Hung Liu, Working Women: Millstone, 1999, Color softground and spitbite aquatint etching with scrape and burnish, Polk Museum of Art Permanent Collection 2007. 9.2, Purchased through the Art Resource Trust © Hung Liu

Hung Liu, Working Women: Millstone, 1999, Color softground and spitbite aquatint etching with scrape and burnish, Polk Museum of Art Permanent Collection 2007. 9.2, Purchased through the Art Resource Trust © Hung Liu

Taxdal Gallery

January 11 - April 16, 2017

Hung Liu was born in Changchun, China in 1948. She grew up in Beijing during the time Chairman Mao and the People’s Republic of China. During the Cultural Revolution, she was assigned to work with peasant farmers who became the subject for many of her early photographs and drawings. Liu eventually enrolled at the Revolutionary Entertainment Department of Beijing's Teachers College to study art and education. After graduating in 1975 she began teaching art at an elite Beijing school, Jing Shan, but later attended the Central Academy of Fine Arts where she majored in mural painting. In 1980 she began studies in the visual arts program at the University of California, San Diego.

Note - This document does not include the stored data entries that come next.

PR #422, opened 2016-02-28
Fixes #421

### LINKED ISSUE #421: Wrong currency used in model initialization if passed from form
There is a problem if the currency is passed by a form:

```
 = f.input :price
 = f.input :price_currency, collection: currency_list
```

If the parameters are assigned to the model, money-rails in the background first initiates a Money object with the default currency (in general USD) and later assigns the currency. This is a problem if the "subunit_to_unit" (defined in the money gem) of both currencies is different.

If you try for example to assign 1,000 CLP (subunit_to_unit: 1) money-rails instantiates the object with USD (subunit_to_unit: 100), hence the value is multiplied by 100. The result is that I have 100,000 CLP assigned.

I suppose the problem could be solved by considering the subunit_to_unit when changing the currency.

tangopium:


antstorm:
@tangopium thanks for the PR, it definitely needs a couple of things before it can be merged:

1. Some tests around the new functionality
2. `if memoized && memoized.cents == amount` is a duplicate condition (see line 120) and should be at least extracted out
3. `unless amount.blank?` is also used in another branch of that condition, which kinda indicates that it has to come first, otherwise there's no point for other checks

tangopium:
I fixed the issues you mentioned and a test. Hope that helps

antstorm:
@tangopium it's getting better, good work! Why do you need `tax` value in the test? It doesn't look like you're using it later.

tangopium:
No, but in the transaction model (which is the only one in the test environment which has a currency column) the method "total_cents" is defined as monetize, what implies that a numericality validator is executed on it. If the tax value is not defined the addition fails because it tries to sum "amount_cents + nil".

lib/money-rails/active_record/monetizable.rb
```diff
@@ -117,9 +117,19 @@ def monetize(*fields)
...
-              if memoized && memoized.cents == amount &&
-                memoized.currency == attr_currency
-                result =  memoized
+              if memoized && memoized.cents == amount
+                if memoized.currency == attr_currency
+                  result =  memoized
+                else
+                  amount = memoized.amount
+                  unless amount.blank?
+                    amount = amount.to_money(attr_currency)
```
antstorm: You probably wanna set `result` here instead of overriding `amount`

lib/money-rails/active_record/monetizable.rb
```diff
@@ -117,9 +117,19 @@ def monetize(*fields)
...
+                    write_attribute subunit_name, amount.cents
+                  end
+
+                  # Cache the value (it may be nil)
+                  result = instance_variable_set "@#{name}", amount
```
antstorm: No need to set instance variable if the amount is blank, it's going to be exactly the same

lib/money-rails/active_record/monetizable.rb
```diff
@@ -117,9 +117,19 @@ def monetize(*fields)
...
               # Dont create a new Money instance if the values haven't been changed.
-              if memoized && memoized.cents == amount &&
-                memoized.currency == attr_currency
-                result =  memoized
+              if memoized && memoized.cents == amount
+                if memoized.currency == attr_currency
+                  result =  memoized
+                else
+                  amount = memoized.amount
+                  unless amount.blank?
```
antstorm: You probably wanna extract this condition outside as well, because line 135 also uses it and it seems like no other action is happening if it doesn't pass

antstorm:
@tangopium sorry for a delay, I'm happy to have this merged. Can you please squash it into a single commit? Thanks!

antstorm:
@tangopium can you please squash it? I really wanna include this in the next release.

tangopium:
Sorry for the delay too ;) Just squashed it.

antstorm:
@tangopium nice one, thanks a lot! Great work!

PR #428, opened 2016-03-14
Raise ArgumentError when options[:as] attribute equals monetizable attribute

LeKristapino:
Raise an ArgumentError when options[:as] parameter has the same name as monetizable attribute e.g:
`monetize :shipping_cost, as: :shipping_cost`
to escape `Stack overflow` error.

### DIFF
--- a/lib/money-rails/active_record/monetizable.rb
+++ b/lib/money-rails/active_record/monetizable.rb
@@ -53,6 +53,13 @@ module MoneyRails
             # if none of the previous is the case then use a default suffix
             if name
               name = name.to_s
+
+              # Check if the options[:as] parameter is not the same as subunit_name
+              # which would result in stack overflow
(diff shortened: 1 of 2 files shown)


lib/money-rails/active_record/monetizable.rb
```diff
@@ -104,6 +104,11 @@ def monetize(*fields)
               end
             end
 
+            # Check if the options[:as] parameter is not the same as subunit_name
+            # which would result in stack overflow
+            if name == subunit_name
```
antstorm: You definitely wanna raise this as soon as you can, maybe before the `track_monetized_attribute` call

antstorm:
Move the check higher up, squash your commits into one and I'll be happy to merge it

antstorm:
Great job!

PR #425, opened 2016-03-02
Split monetize method apart

antstorm:
Hey all,

This is my attempt at refactoring the monetize method by breaking down all dynamically generated methods into simple calls to static methods. I think that dynamic methods is a bad pattern that people keep abusing by adding more context-wrapped variables.

I've also included quite a lot of tests to make sure these newly introduced methods do exactly what we expect from them.

PR #430, opened 2016-03-16
make monetized_attributes a hash_with_indifferent_access

bsharpe:
`monetized_attributes` was getting created as a normal hash in one place and as a HWIA in another.  By making it always a HWIA, we don't care if the accessed attr in `validator` is a `symbol` or a `string.`

We noticed this when running our tests -- validation was failing because `@attr.to_s` was being used to look up the monetized_attribute but the key was a `symbol.`

### DIFF
--- a/lib/money-rails/active_model/validator.rb
+++ b/lib/money-rails/active_model/validator.rb
@@ -6,7 +6,7 @@ module MoneyRails
         @record = record
         @attr = attr
 
-        subunit_attr = @record.class.monetized_attributes[@attr.to_s]
+        subunit_attr = @record.class.monetized_attributes[@attr]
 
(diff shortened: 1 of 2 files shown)


LeKristapino:
No tests? :(

bsharpe:
ok... tried to create tests... couldn't get it to fail.

The realized it's because we had to create a completely new version of `monetize` that includes an exchange date (what is $100 CAD worth in USD a year ago.)

antstorm:
@bsharpe yeah, I agree, `monetize` method has grown too complex, but there's some work around refactoring it — #425.

Re this PR — I'm happy to merge it, but it needs some tests to make sure others know that this is intentional.

PR #431, opened 2016-03-31
Fix ruby 1.9 support

antstorm:
With the release of rails `4.2.6`, `mail` (which is a dependency of `actionmailer`) has now a looser dependency on `mime-types` (`< 4`), causing issues with ruby 1.9 (not supported by `mime-types >= 3`).

Because of loose dependency of `mail`, this PR locks down `mime-types` to `< 3` for ruby 1.9.


antstorm:
Since this is a minor change and tests are failing because of this I'm merging it without waiting for comments. Feel free to reopen if needed.

Issue #524, opened 2018-04-10
undefined method `normalize_formatting_rules' for #<Money fractional:1000 currency:EUR>


damienlethiec:
Hello there,

I have just created a new Rails 5.2 app and, when I try to use the helper `humanized_money_with_symbol` with a correct Money object, I get the following error:

`undefined method `normalize_formatting_rules' for #<Money fractional:1000 currency:EUR>`

Any clue of the reason? Any fix?

Thanks a ton :)

PedroPauloML:
Same error

antstorm:
Which version of money are you using? This seems to be caused by the new version on money, however `money-rails` depends on `~> 6.10.0`, which should not include the latest release

antstorm:
This has been fixed by #525. Also new version of the gem has been pushed to RubyGems — https://rubygems.org/gems/money-rails (version 1.11.0). Please upgrade and the issue should go away.

vladprotsevich:
Hi! Did u find a way how to solve that issue? I updated my gem to 1.13.3 but that problem not disappear

PR #546, opened 2018-10-21
update version of gem added to Gemfile

mbugowski:
if user added gem 'money-rails', '~>1' they may get error mentioned in https://github.com/RubyMoney/money-rails/issues/524 version which was fixed later (in 1.11.0)


antstorm:
@mbugowski thank you for fixing this! 👍

PR #549, opened 2018-10-25
Replace currency_as_string with currency.to_s

Jcambass:
This replaces all usages of `currency_as_string` with `currency.to_s`.
`currency_as_string` currently causes some deprecation warnings.


antstorm:
@Jcambass looks good, thank you!

PR #552, opened 2018-11-09
Drop older rails/mongoid support

antstorm:
We should only be supporting latest rails/mongoid releases for each major version


FunkyloverOne:
Hey @antstorm, don't forget to also update README :) (It still says there's only Mongoid 2 and 3 support)

antstorm:
@FunkyloverOne good shout, will do 👍

Issue #397, opened 2015-12-07
Get only cents part from money


iBublik:
Is there any built-in way to get only cents part of the money? Thanks in advance :)

amartinezg:
Hi @iBublik 

You have a method called `.cents` for each Money Object.

`# 10.00 USD`
`money = Money.new(1000, "USD")`
`money.cents     #=> 1000`
`money.currency  #=> Currency.new("USD")`

See: https://github.com/Rubymoney/money#usage

Hope it helps

Cheers

iBublik:
Hi @amartinezg. Thanks for your reply. I think I've provided too little info so you misunderstood me. What I wantis to get 50 (excactly cents without dollars) from following example:
```ruby
money = Money.new(1050, 'USD')
humanized_money(money) #=> $10.50
# following method probably have another name or doesn't' exist, it's here just to explain what I want
only_cents_without_dollars(money) #=> 50
```
Currently I'm using `subunit_to_unit` to get this value, but maybe there's pretty built-in way.

antstorm:
@iBublik I would suggest raising this in [money repo](https://github.com/RubyMoney/money). Right now it's being done like this:

```ruby
unit, subunit = fractional.abs.divmod(currency.subunit_to_unit)
```

PR #553, opened 2018-11-14
Add money_only_cents helper method

carlomartinucci:
Following issue #397, I think this helper method may be useful.

I'm sorry if I break some convention or standard.

### DIFF
--- a/lib/money-rails/helpers/action_view_extension.rb
+++ b/lib/money-rails/helpers/action_view_extension.rb
@@ -50,12 +50,9 @@ module MoneyRails
     end
 
     def money_only_cents(value)
-      if value.is_a?(Money)
-      elsif value.respond_to?(:to_money)
-        value = value.to_money
-      else
-        return '00'
-      end
+      return '00' unless value.respond_to?(:to_money)
+
+      value = value.to_money
 
       format "%0#{value.currency.exponent}d", (value % value.currency.subunit_to_unit).cents
     end
--- a/lib/money-rails/helpers/action_view_extension.rb
+++ b/lib/money-rails/helpers/action_view_extension.rb
@@ -48,5 +48,16 @@ module MoneyRails
     def money_without_cents_and_with_symbol(value)
       money_without_cents(value, symbol: true)
     end
+
+    def money_only_cents(value)
+      if value.is_a?(Money)
+      elsif value.respond_to?(:to_money)
+        value = value.to_money
+      else
+        return '00'
+      end
+
+      format "%0#{value.currency.exponent}d", (value % value.currency.subunit_to_unit).cents
+    end
   end
 end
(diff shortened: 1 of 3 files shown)


lib/money-rails/helpers/action_view_extension.rb
```diff
@@ -48,5 +48,16 @@ def money_without_cents(value, options={})
     def money_without_cents_and_with_symbol(value)
       money_without_cents(value, symbol: true)
     end
+
+    def money_only_cents(value)
+      if value.is_a?(Money)
```
antstorm: There's probably no need for this empty branch

carlomartinucci: thank you, i didn't realize that `money.to_money == money`.

carlomartinucci:
@antstorm thank you, I added the spec (hope it's good, I followed the other ones).
My specific use case was for styling reason, so `.format(html_wrap: true)` and a little more css would do.

Another use case could be, for instance, if you want integer part and cents part in different td of the same row in a table, or similar complex settings.
Another hypothetical use case could be to hide the real amounts in a list but make them distinguishable, similar to how credit card numbers work.

antstorm:
@carlomartinucci the spec looks good, but can you also verify the exception case when a non-money object was given. It might also make sense to check that a single digit is prefixed with zero, just in case.

carlomartinucci:
@antstorm I hope I understood. I added test for a monetizable object (a number) and for less than 10 cents. Do you want me to add also a test for an object that does not respond to `to_money`? (e.g. `true`?)

spec/helpers/action_view_extension_spec.rb
```diff
@@ -74,6 +74,31 @@
     it { is_expected.not_to include "00" }
   end
 
+  describe '#money_only_cents' do
+    let(:monetizable_object){ Money.new(125_00) }
+    subject { helper.money_only_cents monetizable_object }
+    it { is_expected.to be_a String }
+    it { is_expected.not_to include Money.default_currency.decimal_mark }
+    it { is_expected.not_to include Money.default_currency.symbol }
+    it { is_expected.to include "00" }
```
antstorm: This should be `is_expected.to eq "00"` (instead of `include`), otherwise result of `12500` would also pass this spec

antstorm:
@carlomartinucci yeah, that's exactly right, a spec case that takes `return '00' unless value.respond_to?(:to_money)` path, otherwise all the specs that you have will actually respond to `to_money`

spec/helpers/action_view_extension_spec.rb
carlomartinucci: good catch, thanks

carlomartinucci:
@antstorm I added the spec for `false` (the only non-monetizable object i could think of, beside `true` ;) ) and also removed some useless `it`'s, since `is_expected.to eq ...` covers it all. :)

antstorm:
I wonder why is that failing on CI…

carlomartinucci:
I really have no idea... Should I do anything?

PR #557, opened 2018-12-03
Mongoid: add a guard clause for "blank form" input

FunkyloverOne:
e.g. when given a hash with :cents & :currency_iso keys as blank strings.
This will also work well with my (not yet pushed to GitHub) special RailsAdmin Mongoid Money field.
Also minor refactoring for `Money.mongoize` class method.

### DIFF
--- a/lib/money-rails/mongoid/money.rb
+++ b/lib/money-rails/mongoid/money.rb
@@ -28,25 +28,12 @@ class Money
     # Takes any possible object and converts it to how it would be
     # stored in the database.
     def mongoize(object)
-      case
-      when object.is_a?(Money) then object.mongoize
-      when object.is_a?(Hash) then
-        if object.respond_to?(:deep_symbolize_keys!)
-          object.deep_symbolize_keys!
-        elsif object.respond_to?(:symbolize_keys!)
-          object.symbolize_keys!
-        end
-        ::Money.new(object[:cents], object[:currency_iso]).mongoize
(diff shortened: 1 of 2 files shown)


FunkyloverOne:
BTW, for me `rake spec:mongoid2` task fails, because it kinda tries to use ActiveRecord in those specs, I'm not sure, did not investigate it further.

FunkyloverOne:
Thanks! I believe that it might be not wanted behavior for some existing apps... Maybe we should have a configuration parameter fot it?

FunkyloverOne:
@antstorm you know what, it's not a breaking change, it's rather a bug fix, because without it - it would raise `Money::Currency::UnknownCurrency` exception.
And now there will be no exceptions, and value will be treated as `nil`, which is more expected outcome than an exception IMO.
This is actually why I made this PR - I believe that such exception is unexpected behaviour (at least I did not expect it when encountered it), kinda buggy... :)

FunkyloverOne:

This particular print references the pivotal, yet often overlooked, role women played in traditional Chinese culture. It is one of several tributes by Liu to the manual labor performed by women throughout China’s history, but especially during the Cultural Revolution. She chose the mundane act of milling and left the laborers anonymous in order to emphasize the universality of the scene. One of Liu’s primary intentions behind works such as Working Women: Millstone is to explore the conflicts between personal and national identity.